On Fri, Mar 02, 2018 at 01:04:16PM -0500, Rich Felker wrote:
> On Fri, Dec 15, 2017 at 08:47:54AM +0100, Florian Weimer wrote:
> > >We could allocate the thread numbers lazily, and that would certainly
> > >avoid limiting ourselves to only allocating 2^64-1 threads. On top of
> > >that if the function could return an error then we could return such
> > >an error at overflow:
> > >
> > >  int pthread_thread_number_np (uint64_t* thread_number, pthread_t @var{thread})
> > >
> > >Returns 0 if the thread has a unique number, otherwise -1 if it does not.
> > 
> > That's a bad interface.  If you are worried about 64-bit overflow,
> > we should use a 128-bit counter instead, but I'm not convinced this
> > is necessary.
> > 
> > Lazy allocation would make the function not safe for use in signal handlers.
> 
> This is trivially false.
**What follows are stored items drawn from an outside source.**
PR #2874, opened 2023-02-06
Make layer warnings clearer

### LINKED ISSUE #2863: doc: ValueError: Faceted charts cannot be layered.
The error: `ValueError: Faceted charts cannot be layered.` is an often reoccurring error:
- https://github.com/altair-viz/altair/issues/2862 
- https://github.com/altair-viz/altair/issues/1570
- https://github.com/altair-viz/altair/issues/1329
- https://github.com/altair-viz/altair/issues/1147
- https://github.com/altair-viz/altair/issues/785

How can we improve the error message and/or improve the documentation, so that this is explained a bit better?

joelostblom:
This is a suggestion to fix #2863

### DIFF
--- a/altair/vegalite/v5/api.py
+++ b/altair/vegalite/v5/api.py
@@ -2272,24 +2272,38 @@ def _check_if_can_be_layered(spec):
     if encoding is not Undefined:
         for channel in ["row", "column", "facet"]:
             if _get(encoding, channel) is not Undefined:
-                raise ValueError("Faceted charts cannot be layered.")
+                raise ValueError(
+                    "Faceted charts cannot be layered. Instead, layer the charts before faceting."
+                )
     if isinstance(spec, (Chart, LayerChart)):
         return
 
     if not isinstance(spec, (core.SchemaBase, dict)):
         raise ValueError("Only chart objects can be layered.")
     if _get(spec, "facet") is not Undefined:
-        raise ValueError("Faceted charts cannot be layered.")
+        raise ValueError(
+            "Faceted charts cannot be layered. Instead, layer the charts before faceting."
+        )
     if isinstance(spec, FacetChart) or _get(spec, "facet") is not Undefined:
-        raise ValueError("Faceted charts cannot be layered.")
+        raise ValueError(
+            "Faceted charts cannot be layered. Instead, layer the charts before faceting."
+        )
     if isinstance(spec, RepeatChart) or _get(spec, "repeat") is not Undefined:
-        raise ValueError("Repeat charts cannot be layered.")
+        raise ValueError(
+            "Repeat charts cannot be layered. Instead, layer the charts before repeating."
+        )
     if isinstance(spec, ConcatChart) or _get(spec, "concat") is not Undefined:
-        raise ValueError("Concatenated charts cannot be layered.")
+        raise ValueError(
+            "Concatenated charts cannot be layered. Instead, layer the charts before concatenating."
+        )
     if isinstance(spec, HConcatChart) or _get(spec, "hconcat") is not Undefined:
-        raise ValueError("Concatenated charts cannot be layered.")
+        raise ValueError(
+            "Concatenated charts cannot be layered. Instead, layer the charts before concatenating."
+        )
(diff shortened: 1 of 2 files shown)


joelostblom:
Thanks for the comments @mattijn! Here are my thoughts on what you mentioned:

> Maybe the error message should be extended even more stating that usage of row and columns encoding channels are also considered facet?

Although the `column` and `row` channel don't include the name "facet" anywhere, we do specify in [the documentation that they create a "faceted chart"](https://joelostblom.github.io/altair-docs/user_guide/compound_charts.html#faceted-charts) (although only briefly). So I'm leaning towards that it is up to the documentation to contain this information on not include it in the error message directly.

> Addendum: and in this example one can relieve the user, or annoy him/her even more when saying that one can layer points to a chart including a column encoding channel without using a facet by using the point=True on the mark_line().

Similarly here, I think it is up to the user to read the docs and understand that `mark_point` + `mark_line` creates a layered chart, but `mark_line(point=True)` does not create a layered chart (I also think it could make the error message a bit complicated to include this).

> And as a bonus in the edit-modus... 

That's odd, are you running the latest version of altair after the merge of #2842? For me it looks good:

image

mattijn:
> Similarly here, I think it is up to the user to read the docs and understand that mark_point + mark_line creates a layered chart, but mark_line(point=True) does not create a layered chart (I also think it could make the error message a bit complicated to include this).

In the Vega-Lite specification it is just `mark_line(point=True)`, but if you observe the Extended Vega-Lite spec in the Vega-Editor it does creates a layered chart and shifts the `column` encoding channel to a top-level `facet`, see [Open the Chart in the Vega Editor](https://vega.github.io/editor/#/url/vega-lite/N4Igxg9gdgZglgcxALlANzgUwO4tJKAFzigFcJSBnAdTgBNCALFAZgAY2AacaYsiygAlMiRoVYcAvpO50AhoTl4QpAE4AbFCDGEADpWQB6Q2DpQAdACtKdTOrhpV5qJkKGougLaG0mBHIBaeUVKV0oAATQARnMAJgBOczZDYLlDSkIIMABrSnMwSjQQGRBPOVVs5UIAT11MLXsXEG5dCBJxZEJVUkwSzChIOhIkVB51Uk8oZXg7Oi1Kas8AIwhNbhq6rSgITxI5TRKAD2msdTnkEGD69dr6i8JMT1bVfeLuapPZrV1VODBrkAbO4gACOpDkRDgimIvmKJUYIgQYhQABYuCBsPQmCgABzogAklDACLKWh0+iMPj8cnMCChjFIS3McAg6WJjzSvn8AXsDx8AFY4kkrJRoMUgA), click bottom-left next to Compiled Vega.

> That's odd, are you running the latest version of altair after the merge of https://github.com/altair-viz/altair/pull/2842? For me it looks good:

After updating I do get the right error:
I meant this:
```python
import altair as alt

stocks = data.stocks.url
c4 = alt.Chart(stocks, height=40, width=80).encode(x="date:T", y="price:Q")
(c4.mark_line() + c4.mark_point()).facet(alt.Facet('symbol:N', columns=3))
```

> ```cmd
> SchemaValidationError: Invalid specification
>         altair.vegalite.v5.api.FacetChart->0, validating 'additionalProperties'
>         Additional properties are not allowed ('columns' was unexpected')
> ```

It is not directly obvious that one needs to move the `columns` in `alt.Facet(..., columns=3)` out of this `alt.Facet()` and into `configure_facet(columns=3)`. But that is a bit off-topic. 

On-topic: for me the difference between `row`, `column` and `facet` as encoding channels vs the `facet` as operator is still a bit vague from the error. What about:
"ValueError: Faceted charts using the `column`, `row` or `facet` as encoding channels cannot be layered. Instead, layer the charts before faceting. To facet a layered chart use the `facet` operator."

I'm open to just improving the docs as well. For me this discussion is already worthy documentation.

mattijn (approved):
My last suggestion to improve the error message is inaccurate as a faceted chart using the `facet` operator also cannot be layered. It's hard to provide concise and accurate error messages including context. 
I'm fine with the PR as is.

You just have to block and restore signal
> mask around taking and releasing the lock to make it AS-safe.
> 
> I'm also rather unhappy with an API whose external interface is an
> assumption that you can never create more than 2^64 threads, even
> though from a practical standpoint is seems impossible for the
> forseeable future. Just documenting a special return value
> (UINT64_MAX? 0?) that means the result was not meaningful would be a
> decent fix, given that this whole interface is of dubious utility..

Further, making it lazy also improves the latter aspect if you're
unwilling to make a dedicated "failure" value. "Libc has to abort if
you ever create more than 2^64 threads" is an awful constraint to be
tied to. "Libc aborts if you ever call this random nonstandard
function from more than 2^64 unique threads" seems tolerable since the
simple mitigation is "don't use that function".